Но так уж вышло, что после смерти Ломоносова русская земля породила еще одну фантастическую личность: крестьянина-полиглота, философа и математика Ивана Евстратьевича Свешникова.
Вот как в 1815 году описывал его историю Федор Глинка в своих «Письмах русского офицера о Польше»: «Крестьянин-самоучка; родился в крестьянском звании в Тверской губернии и пас стада своего отца; уже в детстве познакомился с древними языками, по-видимому, от какого-то священника, а математике и французскому языку его обучил бедный студент. В 1784 году весною, по делам отца, он прибыл в Петербург на барках с хлебом из Вышнего Волочка. Ив. Ив. Шувалов случайно, где-то на Щукином дворе, заметил, как простой крестьянин покупает у букиниста Тита Ливия, Квинта Курция и других древних классиков, познакомился с ним, открыл в нем большую начитанность, знание языков и математики, поместил его у себя, открыл ему свою богатую библиотеку и представил княгине К.Р. Дашковой и светлейшему князю Потемкину. Сама княгиня Дашкова и другие вельможи сделали экзамен и нашли, что он свободно читает древних классиков и по-французски и обладает большою начитанностью. Шувалов носился с ним, как с небывалой диковинкой, и хотел непременно сделать из него стихотворца, на которых была тогда великая мода; но это не удалось, так как у Свешникова не было поэтического таланта».

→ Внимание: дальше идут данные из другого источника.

PR #861, opened 2022-06-09
refactor(docs): update GTM logic using recommendations

chanceaclark:
## What?

_Hint: hide whitespace will be easier for review._ 

Updates our GTM logic using [NextJS's recommendations](https://github.com/vercel/next.js/blob/748c8e8002987a68396858f4b5ca3eda9bd6d0d2/examples/with-google-analytics/pages/_app.js).

## Why?

- Uses `next/script` functionality instead of adding it manually to the `next/document` `Head` component.`
- Converts `_app.tsx` to a functional component.
- Exposes the `GTM_ID` via `.env.production` so we don't have to include it on the build script
- Added `lang="en"` to html element

### PageEvents being fired
Screen Shot 2022-06-08 at 16 58 20

### Inlined var on build
Screen Shot 2022-06-09 at 08 13 55

## Testing/Proof

See screenshots.


.gitignore
```diff
@@ -10,4 +10,5 @@ packages/docs/pages/dev.tsx
 .idea
 .DS_Store
 .parcel-cache
-.tsbuildinfo
\ No newline at end of file
+.tsbuildinfo
+.env*.local
```
chanceaclark, line 14: This is NextJS's recommendation to only `.gitignore` the `.local` postfix files.

packages/docs/.env.production
```diff
@@ -0,0 +1 @@
+NEXT_PUBLIC_GTM_ID="GTM-KL3MKSK"
```
chanceaclark, line 1: Prefixing with `NEXT_PUBLIC_*` exposes it to the client.

packages/docs/pages/_document.tsx
```diff
@@ -2,14 +2,8 @@ import Document, { DocumentContext, Head, Html, Main, NextScript } from 'next/do
...
 import { resetServerContext } from 'react-beautiful-dnd';
 import { ServerStyleSheet } from 'styled-components';
-
-import { GTM_ID, GTM_URL } from '../utils/analytics/gtm';
-
-const isProd = process.env.NODE_ENV === 'production';
-
 export default class AppDocument extends Document {
   static async getInitialProps(ctx: DocumentContext) {
-    resetServerContext();
```
chanceaclark, line 12: Moved this to the `finally` block. Just for 💅

packages/docs/utils/analytics/gtm.ts
```diff
@@ -1,30 +1,15 @@
-const GTM_CONFIG = {
-  ID: process.env.GTM_ID || '',
-  AUTH: process.env.GTM_AUTH || '',
-  PREVIEW: process.env.GTM_PREVIEW || '',
-  COOKIES_WIN: process.env.GTM_COOKIES_WIN || '',
```
chanceaclark, line 5: We never used these, so removed.

rtalvarez (approved):

bc-andreadao (approved):

MariaJose (approved):
👍🏼 !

Насчет поэтического таланта были разночтения. Екатерина, которой Потемкин немедленно Свешникова привез, восхитилась как раз тем, как ловко парень стихи слагает: какое слово ему не назовешь, тут же рифму подберет, какую тему ни задашь, так легко импровизировать начнет, точно специально этому искусству учился. Слушая Свешникова, императрица шепнула Шувалову, мол, не завести ли для него должность придворного импровизатора, но Шувалов отвечал, что не для того гения привез, чтоб из него придворного шута делать. Екатерина и предложила Свешниковав Англию послать, «дабы к последним научным достижениям приобщение имел».
Насчет научного таланта Свешникова разночтений не имелось, тем более что экзаменовал его сам академик Эйлер. Тот был уже стар, слеп. Поговорив со Свешниковым, недоверчиво качал головой: неужто и впрямь от сохи этакое-то чудо? Подобрал парню десять наисложнейших математических задач: решай, тренируйся. А тот прямо при мэтре все их и расщелкал.
Еще одна история от Федора Глинки: «Потемкин пригласил его на свои вечера, где разные ученые гости, профессора и писатели, вели оживленные споры. Свешников принимал участие в этих спорах и, побившись об заклад с одним ученым раввином, в полгода изучил еврейский язык, чтобы доказать, что этот язык нетруден».
Русского самородка вместо университетских кафедр чаще встречали за кулисами лондонских театров
В общем, Шувалов согласился отправить Свешникова в Англию. Он надеялся, что отрыв от привычной среды пойдет тому на пользу, а иммунитет природной гениальности защитит от соблазнов. Но что-то там, в Англии, не заладилось: русского самородка вместо университетских кафедр чаще встречали за кулисами лондонских театров. Позже видели якобы Свешникова в компании каких-то темных личностей, похожих на тайных агентов двора. А дальше… и слухи стихли и постепенно затерялись следы.
Шувалов казнил себя: зачем отпустил парня?! Здесь, дома, надо было гения доращивать!
Впрочем, финал этой истории раздваивается, как и многое иное в биографии крестьянина-самородка. Валентин Пикуль, руководствуясь какими-то своими, более патриотичными источниками, в романе «Фаворит» вернул Свешникова на родину: «Шувалов удивился его возвращению из Англии — столь раннему. — Надоело! — пояснил парень. — Русскому на чужбине делать нечего: у них там свои дела, у нас свои. Да и пьют милорды так, что редко с трезвым поговоришь»…
Федор Глинка же считает, что Потемкин, «уезжая в Тавриду для исполнения великих замыслов Екатерины II, взял с собой и Свешникова, но там последний занемог и умер в Херсоне от горячки».
В «Словаре» Кюхельбекера есть такая запись: «Свешников Иван Евстратьевич — воспитанник природы и прилежания». Природа действительно постаралась, и прилежания Свешникову хватило на многое. Судьба у второго Ломоносова не задалась. Или действительно права была Екатерина — зачем России второй?